#### What you are asked to do
Please retype all of the following entries exactly.

#### Material provided

───

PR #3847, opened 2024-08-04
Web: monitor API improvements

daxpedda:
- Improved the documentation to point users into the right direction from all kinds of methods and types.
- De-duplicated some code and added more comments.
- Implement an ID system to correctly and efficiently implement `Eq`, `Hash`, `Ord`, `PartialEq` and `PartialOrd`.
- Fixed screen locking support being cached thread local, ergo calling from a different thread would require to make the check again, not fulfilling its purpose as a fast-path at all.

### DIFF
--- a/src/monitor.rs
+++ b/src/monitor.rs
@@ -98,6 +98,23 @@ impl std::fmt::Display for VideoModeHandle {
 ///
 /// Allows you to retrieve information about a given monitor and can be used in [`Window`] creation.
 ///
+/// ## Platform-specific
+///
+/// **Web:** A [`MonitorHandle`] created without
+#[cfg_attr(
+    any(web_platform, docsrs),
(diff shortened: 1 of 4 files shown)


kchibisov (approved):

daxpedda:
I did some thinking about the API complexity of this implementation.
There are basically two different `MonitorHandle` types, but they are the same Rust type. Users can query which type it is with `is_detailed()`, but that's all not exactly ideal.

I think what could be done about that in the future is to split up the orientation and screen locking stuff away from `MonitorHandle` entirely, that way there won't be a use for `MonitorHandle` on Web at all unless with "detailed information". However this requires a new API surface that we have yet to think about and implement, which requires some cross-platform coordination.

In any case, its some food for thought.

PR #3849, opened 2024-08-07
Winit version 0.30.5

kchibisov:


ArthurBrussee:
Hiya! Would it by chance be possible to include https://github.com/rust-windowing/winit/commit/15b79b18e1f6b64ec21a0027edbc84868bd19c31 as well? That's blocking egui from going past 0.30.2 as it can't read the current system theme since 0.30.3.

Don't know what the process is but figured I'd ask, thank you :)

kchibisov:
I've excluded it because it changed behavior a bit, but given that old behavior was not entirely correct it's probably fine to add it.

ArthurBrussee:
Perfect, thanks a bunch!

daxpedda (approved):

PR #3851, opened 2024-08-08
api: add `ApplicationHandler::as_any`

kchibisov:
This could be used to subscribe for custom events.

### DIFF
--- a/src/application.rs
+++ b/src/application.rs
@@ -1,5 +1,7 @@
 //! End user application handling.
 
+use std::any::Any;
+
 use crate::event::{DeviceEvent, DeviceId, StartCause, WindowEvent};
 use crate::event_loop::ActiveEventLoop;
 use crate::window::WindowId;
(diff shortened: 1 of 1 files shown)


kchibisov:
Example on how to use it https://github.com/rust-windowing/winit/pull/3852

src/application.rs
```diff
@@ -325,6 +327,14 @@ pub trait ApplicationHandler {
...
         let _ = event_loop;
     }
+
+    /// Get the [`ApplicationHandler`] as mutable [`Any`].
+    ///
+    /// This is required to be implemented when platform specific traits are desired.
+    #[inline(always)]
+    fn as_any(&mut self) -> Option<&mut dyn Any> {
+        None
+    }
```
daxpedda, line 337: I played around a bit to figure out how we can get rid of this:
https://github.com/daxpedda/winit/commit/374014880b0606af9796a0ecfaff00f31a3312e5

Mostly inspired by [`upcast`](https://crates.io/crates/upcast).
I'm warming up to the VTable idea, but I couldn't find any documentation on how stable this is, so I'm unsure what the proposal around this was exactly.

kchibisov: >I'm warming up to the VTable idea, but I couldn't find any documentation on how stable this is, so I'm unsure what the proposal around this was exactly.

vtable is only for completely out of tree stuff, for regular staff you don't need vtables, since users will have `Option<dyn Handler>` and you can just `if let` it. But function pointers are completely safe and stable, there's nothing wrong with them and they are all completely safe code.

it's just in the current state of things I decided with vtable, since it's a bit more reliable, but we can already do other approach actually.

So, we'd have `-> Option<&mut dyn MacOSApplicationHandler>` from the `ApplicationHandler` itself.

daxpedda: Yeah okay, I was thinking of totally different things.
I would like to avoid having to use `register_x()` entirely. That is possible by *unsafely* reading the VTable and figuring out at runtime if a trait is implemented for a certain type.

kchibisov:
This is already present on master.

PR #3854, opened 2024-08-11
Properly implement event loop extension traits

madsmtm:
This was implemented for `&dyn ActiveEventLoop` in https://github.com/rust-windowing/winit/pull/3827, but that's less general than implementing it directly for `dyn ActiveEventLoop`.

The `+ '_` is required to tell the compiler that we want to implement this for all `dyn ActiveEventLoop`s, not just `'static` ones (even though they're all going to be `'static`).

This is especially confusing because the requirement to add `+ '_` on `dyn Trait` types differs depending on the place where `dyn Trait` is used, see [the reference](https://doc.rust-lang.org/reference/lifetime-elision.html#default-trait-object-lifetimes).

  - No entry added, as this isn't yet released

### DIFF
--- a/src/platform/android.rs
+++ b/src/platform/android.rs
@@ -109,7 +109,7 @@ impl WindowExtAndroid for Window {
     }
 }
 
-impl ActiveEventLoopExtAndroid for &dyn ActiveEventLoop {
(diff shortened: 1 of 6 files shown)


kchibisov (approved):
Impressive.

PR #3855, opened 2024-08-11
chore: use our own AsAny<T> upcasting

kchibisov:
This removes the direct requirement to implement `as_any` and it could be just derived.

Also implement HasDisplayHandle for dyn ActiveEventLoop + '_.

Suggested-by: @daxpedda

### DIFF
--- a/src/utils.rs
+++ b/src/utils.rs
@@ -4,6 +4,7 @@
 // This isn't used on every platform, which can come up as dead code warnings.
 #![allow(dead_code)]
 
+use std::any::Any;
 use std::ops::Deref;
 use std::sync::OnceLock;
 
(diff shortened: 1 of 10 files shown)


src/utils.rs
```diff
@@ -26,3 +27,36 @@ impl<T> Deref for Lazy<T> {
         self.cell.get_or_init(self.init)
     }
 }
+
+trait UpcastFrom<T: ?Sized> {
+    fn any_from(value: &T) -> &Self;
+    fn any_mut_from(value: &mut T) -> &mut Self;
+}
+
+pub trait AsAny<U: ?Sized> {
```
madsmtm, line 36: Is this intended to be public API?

───

#### Reply
PR #3847, opened 2024-08-04
Web: monitor API improvements

daxpedda:
- Improved the documentation to point users into the right direction from all kinds of methods and types.
- De-duplicated some code and added more comments.
- Implement an ID system to correctly and efficiently implement `Eq`, `Hash`, `Ord`, `PartialEq` and `PartialOrd`.
- Fixed screen locking support being cached thread local, ergo calling from a different thread would require to make the check again, not fulfilling its purpose as a fast-path at all.

### DIFF
--- a/src/monitor.rs
+++ b/src/monitor.rs
@@ -98,6 +98,23 @@ impl std::fmt::Display for VideoModeHandle {
 ///
 /// Allows you to retrieve information about a given monitor and can be used in [`Window`] creation.
 ///
+/// ## Platform-specific
+///
+/// **Web:** A [`MonitorHandle`] created without
+#[cfg_attr(
+    any(web_platform, docsrs),
(diff shortened: 1 of 4 files shown)


kchibisov (approved):

daxpedda:
I did some thinking about the API complexity of this implementation.
There are basically two different `MonitorHandle` types, but they are the same Rust type. Users can query which type it is with `is_detailed()`, but that's all not exactly ideal.

I think what could be done about that in the future is to split up the orientation and screen locking stuff away from `MonitorHandle` entirely, that way there won't be a use for `MonitorHandle` on Web at all unless with "detailed information". However this requires a new API surface that we have yet to think about and implement, which requires some cross-platform coordination.

In any case, its some food for thought.

PR #3849, opened 2024-08-07
Winit version 0.30.5

kchibisov:


ArthurBrussee:
Hiya! Would it by chance be possible to include https://github.com/rust-windowing/winit/commit/15b79b18e1f6b64ec21a0027edbc84868bd19c31 as well? That's blocking egui from going past 0.30.2 as it can't read the current system theme since 0.30.3.

Don't know what the process is but figured I'd ask, thank you :)

kchibisov:
I've excluded it because it changed behavior a bit, but given that old behavior was not entirely correct it's probably fine to add it.

ArthurBrussee:
Perfect, thanks a bunch!

daxpedda (approved):

PR #3851, opened 2024-08-08
api: add `ApplicationHandler::as_any`

kchibisov:
This could be used to subscribe for custom events.

### DIFF
--- a/src/application.rs
+++ b/src/application.rs
@@ -1,5 +1,7 @@
 //! End user application handling.
 
+use std::any::Any;
+
 use crate::event::{DeviceEvent, DeviceId, StartCause, WindowEvent};
 use crate::event_loop::ActiveEventLoop;
 use crate::window::WindowId;
(diff shortened: 1 of 1 files shown)


kchibisov:
Example on how to use it https://github.com/rust-windowing/winit/pull/3852

src/application.rs
```diff
@@ -325,6 +327,14 @@ pub trait ApplicationHandler {
...
         let _ = event_loop;
     }
+
+    /// Get the [`ApplicationHandler`] as mutable [`Any`].
+    ///
+    /// This is required to be implemented when platform specific traits are desired.
+    #[inline(always)]
+    fn as_any(&mut self) -> Option<&mut dyn Any> {
+        None
+    }
```
daxpedda, line 337: I played around a bit to figure out how we can get rid of this:
https://github.com/daxpedda/winit/commit/374014880b0606af9796a0ecfaff00f31a3312e5

Mostly inspired by [`upcast`](https://crates.io/crates/upcast).
I'm warming up to the VTable idea, but I couldn't find any documentation on how stable this is, so I'm unsure what the proposal around this was exactly.

kchibisov: >I'm warming up to the VTable idea, but I couldn't find any documentation on how stable this is, so I'm unsure what the proposal around this was exactly.

vtable is only for completely out of tree stuff, for regular staff you don't need vtables, since users will have `Option<dyn Handler>` and you can just `if let` it. But function pointers are completely safe and stable, there's nothing wrong with them and they are all completely safe code.

it's just in the current state of things I decided with vtable, since it's a bit more reliable, but we can already do other approach actually.

So, we'd have `-> Option<&mut dyn MacOSApplicationHandler>` from the `ApplicationHandler` itself.

daxpedda: Yeah okay, I was thinking of totally different things.
I would like to avoid having to use `register_x()` entirely. That is possible by *unsafely* reading the VTable and figuring out at runtime if a trait is implemented for a certain type.

kchibisov:
This is already present on master.

PR #3854, opened 2024-08-11
Properly implement event loop extension traits

madsmtm:
This was implemented for `&dyn ActiveEventLoop` in https://github.com/rust-windowing/winit/pull/3827, but that's less general than implementing it directly for `dyn ActiveEventLoop`.

The `+ '_` is required to tell the compiler that we want to implement this for all `dyn ActiveEventLoop`s, not just `'static` ones (even though they're all going to be `'static`).

This is especially confusing because the requirement to add `+ '_` on `dyn Trait` types differs depending on the place where `dyn Trait` is used, see [the reference](https://doc.rust-lang.org/reference/lifetime-elision.html#default-trait-object-lifetimes).

  - No entry added, as this isn't yet released

### DIFF
--- a/src/platform/android.rs
+++ b/src/platform/android.rs
@@ -109,7 +109,7 @@ impl WindowExtAndroid for Window {
     }
 }
 
-impl ActiveEventLoopExtAndroid for &dyn ActiveEventLoop {
(diff shortened: 1 of 6 files shown)


kchibisov (approved):
Impressive.

PR #3855, opened 2024-08-11
chore: use our own AsAny<T> upcasting

kchibisov:
This removes the direct requirement to implement `as_any` and it could be just derived.

Also implement HasDisplayHandle for dyn ActiveEventLoop + '_.

Suggested-by: @daxpedda

### DIFF
--- a/src/utils.rs
+++ b/src/utils.rs
@@ -4,6 +4,7 @@
 // This isn't used on every platform, which can come up as dead code warnings.
 #![allow(dead_code)]
 
+use std::any::Any;
 use std::ops::Deref;
 use std::sync::OnceLock;
 
(diff shortened: 1 of 10 files shown)


src/utils.rs
```diff
@@ -26,3 +27,36 @@ impl<T> Deref for Lazy<T> {
         self.cell.get_or_init(self.init)
     }
 }
+
+trait UpcastFrom<T: ?Sized> {
+    fn any_from(value: &T) -> &Self;
+    fn any_mut_from(value: &mut T) -> &mut Self;
+}
+
+pub trait AsAny<U: ?Sized> {
```
madsmtm, line 36: Is this intended to be public API?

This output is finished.